* **GOAL OF THE EXERCISE**: Restate the entries below word for word, leaving nothing out.

================================

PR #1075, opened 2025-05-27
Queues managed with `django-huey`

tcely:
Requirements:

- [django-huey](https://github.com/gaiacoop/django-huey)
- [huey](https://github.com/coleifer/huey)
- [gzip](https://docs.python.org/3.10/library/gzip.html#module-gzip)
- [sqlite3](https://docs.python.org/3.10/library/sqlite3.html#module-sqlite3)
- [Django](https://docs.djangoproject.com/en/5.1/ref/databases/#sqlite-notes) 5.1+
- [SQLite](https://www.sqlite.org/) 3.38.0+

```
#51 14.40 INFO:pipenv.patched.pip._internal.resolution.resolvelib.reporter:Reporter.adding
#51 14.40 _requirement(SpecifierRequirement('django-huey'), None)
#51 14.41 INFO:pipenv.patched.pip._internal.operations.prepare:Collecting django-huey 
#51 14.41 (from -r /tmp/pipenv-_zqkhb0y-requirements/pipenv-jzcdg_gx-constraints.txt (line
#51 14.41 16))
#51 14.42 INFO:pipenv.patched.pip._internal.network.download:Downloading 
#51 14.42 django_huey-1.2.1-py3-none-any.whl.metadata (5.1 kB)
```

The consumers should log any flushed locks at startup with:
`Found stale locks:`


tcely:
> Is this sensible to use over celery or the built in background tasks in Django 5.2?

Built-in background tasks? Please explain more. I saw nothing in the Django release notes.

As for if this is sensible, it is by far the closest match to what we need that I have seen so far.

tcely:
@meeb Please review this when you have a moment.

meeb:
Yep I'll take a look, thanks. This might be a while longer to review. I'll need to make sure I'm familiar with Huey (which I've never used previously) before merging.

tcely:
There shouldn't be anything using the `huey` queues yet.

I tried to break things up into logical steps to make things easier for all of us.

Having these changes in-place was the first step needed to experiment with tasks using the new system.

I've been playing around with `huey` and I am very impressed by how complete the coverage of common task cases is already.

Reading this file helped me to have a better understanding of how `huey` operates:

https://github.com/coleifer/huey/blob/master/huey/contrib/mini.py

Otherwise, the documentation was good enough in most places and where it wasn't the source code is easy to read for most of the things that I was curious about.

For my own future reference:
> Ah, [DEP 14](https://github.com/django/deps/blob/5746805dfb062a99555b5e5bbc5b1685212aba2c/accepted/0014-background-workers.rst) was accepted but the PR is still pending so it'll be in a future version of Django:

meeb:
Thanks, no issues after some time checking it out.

================================

* **RESPONSE TO THIS TASK**:
PR #1075, opened 2025-05-27
Queues managed with `django-huey`

tcely:
Requirements:

- [django-huey](https://github.com/gaiacoop/django-huey)
- [huey](https://github.com/coleifer/huey)
- [gzip](https://docs.python.org/3.10/library/gzip.html#module-gzip)
- [sqlite3](https://docs.python.org/3.10/library/sqlite3.html#module-sqlite3)
- [Django](https://docs.djangoproject.com/en/5.1/ref/databases/#sqlite-notes) 5.1+
- [SQLite](https://www.sqlite.org/) 3.38.0+

```
#51 14.40 INFO:pipenv.patched.pip._internal.resolution.resolvelib.reporter:Reporter.adding
#51 14.40 _requirement(SpecifierRequirement('django-huey'), None)
#51 14.41 INFO:pipenv.patched.pip._internal.operations.prepare:Collecting django-huey 
#51 14.41 (from -r /tmp/pipenv-_zqkhb0y-requirements/pipenv-jzcdg_gx-constraints.txt (line
#51 14.41 16))
#51 14.42 INFO:pipenv.patched.pip._internal.network.download:Downloading 
#51 14.42 django_huey-1.2.1-py3-none-any.whl.metadata (5.1 kB)
```

The consumers should log any flushed locks at startup with:
`Found stale locks:`


tcely:
> Is this sensible to use over celery or the built in background tasks in Django 5.2?

Built-in background tasks? Please explain more. I saw nothing in the Django release notes.

As for if this is sensible, it is by far the closest match to what we need that I have seen so far.

tcely:
@meeb Please review this when you have a moment.

meeb:
Yep I'll take a look, thanks. This might be a while longer to review. I'll need to make sure I'm familiar with Huey (which I've never used previously) before merging.

tcely:
There shouldn't be anything using the `huey` queues yet.

I tried to break things up into logical steps to make things easier for all of us.

Having these changes in-place was the first step needed to experiment with tasks using the new system.

I've been playing around with `huey` and I am very impressed by how complete the coverage of common task cases is already.

Reading this file helped me to have a better understanding of how `huey` operates:

https://github.com/coleifer/huey/blob/master/huey/contrib/mini.py

Otherwise, the documentation was good enough in most places and where it wasn't the source code is easy to read for most of the things that I was curious about.

For my own future reference:
> Ah, [DEP 14](https://github.com/django/deps/blob/5746805dfb062a99555b5e5bbc5b1685212aba2c/accepted/0014-background-workers.rst) was accepted but the PR is still pending so it'll be in a future version of Django:

meeb:
Thanks, no issues after some time checking it out.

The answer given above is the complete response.